We note from the reported results in
Table 4 that the Resnet50 architecture outperforms the other CNN models and achieves the highest accuracy of 98.7%. Resnet18 and mobilenetv2_110d architectures perform with a high accuracy of 98.3%, which is not far off the highest performance. Deit_tiny_patch16_224_fe and vit_tiny_patch16_224 architectures achieve the lowest accuracies of 95% and 97.1%, respectively.

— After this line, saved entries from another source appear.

PR #388, opened 2017-09-15
TemplateEngine customization and extension support 

codematix:
This change allows customizing the file extension used by `PebbleTemplateEngine` from the default of `.peb`. The customization can be applied by adding the following line in `conf/application.properties`:

```properties
template.extension = pebble
```

The same can be used by other pippo template integrations.

### DIFF
--- a/pippo-core/src/main/java/ro/pippo/core/AbstractTemplateEngine.java
+++ b/pippo-core/src/main/java/ro/pippo/core/AbstractTemplateEngine.java
@@ -1,0 +1,173 @@
+/*
+ * Copyright (C) 2014 the original author or authors.
+ *
+ * Licensed under the Apache License, Version 2.0 (the "License");
+ * you may not use this file except in compliance with the License.
+ * You may obtain a copy of the License at
+ *
+ *     http://www.apache.org/licenses/LICENSE-2.0
+ *
+ * Unless required by applicable law or agreed to in writing, software
+ * distributed under the License is distributed on an "AS IS" BASIS,
+ * WITHOUT WARRANTIES OR CONDITIONS OF ANY KIND, either express or implied.
+ * See the License for the specific language governing permissions and
+ * limitations under the License.
+ */
+package ro.pippo.core;
+
+import ro.pippo.core.route.RouteContext;
+import ro.pippo.core.route.Router;
+import sun.reflect.generics.reflectiveObjects.NotImplementedException;
+
+import java.io.Writer;
+import java.util.Locale;
+import java.util.Map;
+
+/**
+ * Convenience abstract implementation of {@link TemplateEngine}
+ *
+ * A configuration configuration target <code>CT</code> is a template engine specific component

In the second experiment, we applied the fusion between the fingerprint and the heartprint signal at the data level. We combined the two modalities by inserting the heartprint image as a new channel in the fingerprint image. We trained different pre-trained models on the combined fingerprint-heartprint to extract significant features from the combined images.
As shown in
Table 4, combining fingerprints with heartprint data provides better performance in detecting fake fingerprints than single modality biometric traits. The different deep models, namely, Deit_tiny, Resnet18, Resnet18d, Resnet50, MobileNetv2_100, and MobileNetv2_110d, vit_tiny_patch16_224, perform with accuracies of 98.8%, 99%, 97.6%, 98.3%, 98.3%, 98.6%, and 98.1%, respectively. We can clearly see that the multimodal biometric system outperforms a biometric system with a single biometric indicator (i.e., without using a fusion). This performance is achieved thanks to converting the heartprint to a 2D image and the benefit of the 2D convolution’s power in the deep learning models. The Resnet50 deep model achieves the highest performance (an accuracy of 99%), surpassing the other models.
- A.
Sensitivity Analysis of the Number of Training Subjects
Generally, it is common knowledge that a small training dataset produces weak approximation [
37]. To assess the impact of the training set size on the system performance, we trained and evaluated the different models on a dataset with different sizes (between 20% and 80%) and reported the achieved performance of each model in
Table 5.
The reported results in
Table 5 reveal that increasing the size of the training dataset in the learning process improves the classification performance during the testing phase. We can observe this behavior from the models’ performances. Deit-tiny performs well when trained on a dataset with a size more than 50%. With a small size of training samples (20%), the Resnet18 and Resnet50 models achieve good accuracies and maintain their performances for all the training sample sizes. As shown in
Table 5, Resnet18 reaches an accuracy of 99.3% and outperforms all the other deep learning models when trained on 80% of the dataset. It is well known that training a deep learning model involves large amounts of labeled training samples. Training a model with insufficient amounts of labeled data degrades the testing accuracy. Despite training with small amounts of training samples, the deep models perform well with good accuracies (95.05%, 96.5%, 97%, and 90.5%) for Deit_tiny, Resnet18, Resnet50, and Mobilenetv2_100, respectively, when trained using only 20% of the dataset.
- B.
Sensitivity of the heartprint feature
During this experiment, we assess the effect of the number of heartbeats used in the STFT heartprint image on the model performance accuracy. We repeated the experiment with STFT heartprint images built using a different number of heartbeats (heartprint of length ranged between 5 heartbeats and 20 heartbeats), the model performance is reported in
Table 6.
Table 6 shows that increasing the number of heartbeats in the STFT transformation of the heartprint to an image does not significantly affect the accuracy. The highest accuracy (98.7%) is obtained when adopting five heartbeats of the heartprint signal to construct the STFT image.